*** Opening Provided information ***
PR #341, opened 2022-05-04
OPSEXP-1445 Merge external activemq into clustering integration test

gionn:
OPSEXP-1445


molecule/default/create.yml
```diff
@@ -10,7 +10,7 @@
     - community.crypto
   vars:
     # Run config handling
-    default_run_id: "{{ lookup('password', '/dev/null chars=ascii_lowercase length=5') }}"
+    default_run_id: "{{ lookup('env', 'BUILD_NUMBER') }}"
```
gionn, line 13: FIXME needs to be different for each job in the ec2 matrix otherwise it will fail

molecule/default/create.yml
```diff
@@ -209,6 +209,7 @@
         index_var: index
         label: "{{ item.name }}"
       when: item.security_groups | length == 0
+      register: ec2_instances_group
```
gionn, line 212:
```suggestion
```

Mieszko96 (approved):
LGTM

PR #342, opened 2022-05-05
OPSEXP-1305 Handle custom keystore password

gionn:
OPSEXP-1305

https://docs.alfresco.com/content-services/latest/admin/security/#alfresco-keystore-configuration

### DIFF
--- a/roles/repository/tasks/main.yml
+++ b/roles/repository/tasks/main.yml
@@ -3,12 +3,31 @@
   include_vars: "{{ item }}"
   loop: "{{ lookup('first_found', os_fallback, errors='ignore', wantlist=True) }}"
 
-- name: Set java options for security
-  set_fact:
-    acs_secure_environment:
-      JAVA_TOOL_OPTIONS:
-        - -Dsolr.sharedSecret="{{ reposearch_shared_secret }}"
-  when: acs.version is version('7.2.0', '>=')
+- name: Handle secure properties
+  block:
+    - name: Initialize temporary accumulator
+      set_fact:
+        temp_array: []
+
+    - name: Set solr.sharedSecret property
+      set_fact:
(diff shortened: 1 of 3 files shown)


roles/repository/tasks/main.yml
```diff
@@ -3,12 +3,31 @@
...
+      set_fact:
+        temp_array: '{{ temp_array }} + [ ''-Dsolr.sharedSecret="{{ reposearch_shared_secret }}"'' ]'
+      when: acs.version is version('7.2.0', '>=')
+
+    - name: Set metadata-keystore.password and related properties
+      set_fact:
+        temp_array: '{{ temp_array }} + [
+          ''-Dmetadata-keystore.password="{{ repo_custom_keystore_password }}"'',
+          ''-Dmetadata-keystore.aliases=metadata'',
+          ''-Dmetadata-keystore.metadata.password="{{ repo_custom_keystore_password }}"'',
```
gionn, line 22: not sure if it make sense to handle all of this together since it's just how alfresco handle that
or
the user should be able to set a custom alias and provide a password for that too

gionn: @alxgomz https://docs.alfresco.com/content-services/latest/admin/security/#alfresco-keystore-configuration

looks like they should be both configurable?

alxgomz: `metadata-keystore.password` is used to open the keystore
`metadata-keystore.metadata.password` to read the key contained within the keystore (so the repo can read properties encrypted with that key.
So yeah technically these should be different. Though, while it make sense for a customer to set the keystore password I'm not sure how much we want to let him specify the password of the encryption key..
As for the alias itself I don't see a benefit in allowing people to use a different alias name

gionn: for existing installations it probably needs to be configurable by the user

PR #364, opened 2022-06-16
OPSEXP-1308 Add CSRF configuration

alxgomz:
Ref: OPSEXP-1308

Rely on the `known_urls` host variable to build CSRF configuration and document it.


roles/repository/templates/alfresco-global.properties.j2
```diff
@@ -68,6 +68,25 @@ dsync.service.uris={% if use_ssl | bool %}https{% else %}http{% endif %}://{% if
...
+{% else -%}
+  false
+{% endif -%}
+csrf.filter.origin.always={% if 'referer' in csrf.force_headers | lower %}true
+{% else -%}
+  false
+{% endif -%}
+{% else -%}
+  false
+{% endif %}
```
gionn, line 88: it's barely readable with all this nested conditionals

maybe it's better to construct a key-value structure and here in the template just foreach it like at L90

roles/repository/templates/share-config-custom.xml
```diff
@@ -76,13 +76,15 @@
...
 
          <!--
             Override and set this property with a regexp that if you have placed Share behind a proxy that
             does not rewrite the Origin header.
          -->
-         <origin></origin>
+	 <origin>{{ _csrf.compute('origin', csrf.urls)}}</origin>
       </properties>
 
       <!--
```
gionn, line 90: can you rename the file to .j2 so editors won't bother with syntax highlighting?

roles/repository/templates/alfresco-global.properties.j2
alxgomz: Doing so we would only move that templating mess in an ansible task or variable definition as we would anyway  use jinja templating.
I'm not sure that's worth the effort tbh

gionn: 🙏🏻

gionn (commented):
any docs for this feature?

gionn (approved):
*** Closing Provided information ***
What the task requires:
Print every record above exactly as it was given.

Task response:
PR #341, opened 2022-05-04
OPSEXP-1445 Merge external activemq into clustering integration test

gionn:
OPSEXP-1445


molecule/default/create.yml
```diff
@@ -10,7 +10,7 @@
     - community.crypto
   vars:
     # Run config handling
-    default_run_id: "{{ lookup('password', '/dev/null chars=ascii_lowercase length=5') }}"
+    default_run_id: "{{ lookup('env', 'BUILD_NUMBER') }}"
```
gionn, line 13: FIXME needs to be different for each job in the ec2 matrix otherwise it will fail

molecule/default/create.yml
```diff
@@ -209,6 +209,7 @@
         index_var: index
         label: "{{ item.name }}"
       when: item.security_groups | length == 0
+      register: ec2_instances_group
```
gionn, line 212:
```suggestion
```

Mieszko96 (approved):
LGTM

PR #342, opened 2022-05-05
OPSEXP-1305 Handle custom keystore password

gionn:
OPSEXP-1305

https://docs.alfresco.com/content-services/latest/admin/security/#alfresco-keystore-configuration

### DIFF
--- a/roles/repository/tasks/main.yml
+++ b/roles/repository/tasks/main.yml
@@ -3,12 +3,31 @@
   include_vars: "{{ item }}"
   loop: "{{ lookup('first_found', os_fallback, errors='ignore', wantlist=True) }}"
 
-- name: Set java options for security
-  set_fact:
-    acs_secure_environment:
-      JAVA_TOOL_OPTIONS:
-        - -Dsolr.sharedSecret="{{ reposearch_shared_secret }}"
-  when: acs.version is version('7.2.0', '>=')
+- name: Handle secure properties
+  block:
+    - name: Initialize temporary accumulator
+      set_fact:
+        temp_array: []
+
+    - name: Set solr.sharedSecret property
+      set_fact:
(diff shortened: 1 of 3 files shown)


roles/repository/tasks/main.yml
```diff
@@ -3,12 +3,31 @@
...
+      set_fact:
+        temp_array: '{{ temp_array }} + [ ''-Dsolr.sharedSecret="{{ reposearch_shared_secret }}"'' ]'
+      when: acs.version is version('7.2.0', '>=')
+
+    - name: Set metadata-keystore.password and related properties
+      set_fact:
+        temp_array: '{{ temp_array }} + [
+          ''-Dmetadata-keystore.password="{{ repo_custom_keystore_password }}"'',
+          ''-Dmetadata-keystore.aliases=metadata'',
+          ''-Dmetadata-keystore.metadata.password="{{ repo_custom_keystore_password }}"'',
```
gionn, line 22: not sure if it make sense to handle all of this together since it's just how alfresco handle that
or
the user should be able to set a custom alias and provide a password for that too

gionn: @alxgomz https://docs.alfresco.com/content-services/latest/admin/security/#alfresco-keystore-configuration

looks like they should be both configurable?

alxgomz: `metadata-keystore.password` is used to open the keystore
`metadata-keystore.metadata.password` to read the key contained within the keystore (so the repo can read properties encrypted with that key.
So yeah technically these should be different. Though, while it make sense for a customer to set the keystore password I'm not sure how much we want to let him specify the password of the encryption key..
As for the alias itself I don't see a benefit in allowing people to use a different alias name

gionn: for existing installations it probably needs to be configurable by the user

PR #364, opened 2022-06-16
OPSEXP-1308 Add CSRF configuration

alxgomz:
Ref: OPSEXP-1308

Rely on the `known_urls` host variable to build CSRF configuration and document it.


roles/repository/templates/alfresco-global.properties.j2
```diff
@@ -68,6 +68,25 @@ dsync.service.uris={% if use_ssl | bool %}https{% else %}http{% endif %}://{% if
...
+{% else -%}
+  false
+{% endif -%}
+csrf.filter.origin.always={% if 'referer' in csrf.force_headers | lower %}true
+{% else -%}
+  false
+{% endif -%}
+{% else -%}
+  false
+{% endif %}
```
gionn, line 88: it's barely readable with all this nested conditionals

maybe it's better to construct a key-value structure and here in the template just foreach it like at L90

roles/repository/templates/share-config-custom.xml
```diff
@@ -76,13 +76,15 @@
...
 
          <!--
             Override and set this property with a regexp that if you have placed Share behind a proxy that
             does not rewrite the Origin header.
          -->
-         <origin></origin>
+	 <origin>{{ _csrf.compute('origin', csrf.urls)}}</origin>
       </properties>
 
       <!--
```
gionn, line 90: can you rename the file to .j2 so editors won't bother with syntax highlighting?

roles/repository/templates/alfresco-global.properties.j2
alxgomz: Doing so we would only move that templating mess in an ansible task or variable definition as we would anyway  use jinja templating.
I'm not sure that's worth the effort tbh

gionn: 🙏🏻

gionn (commented):
any docs for this feature?

gionn (approved):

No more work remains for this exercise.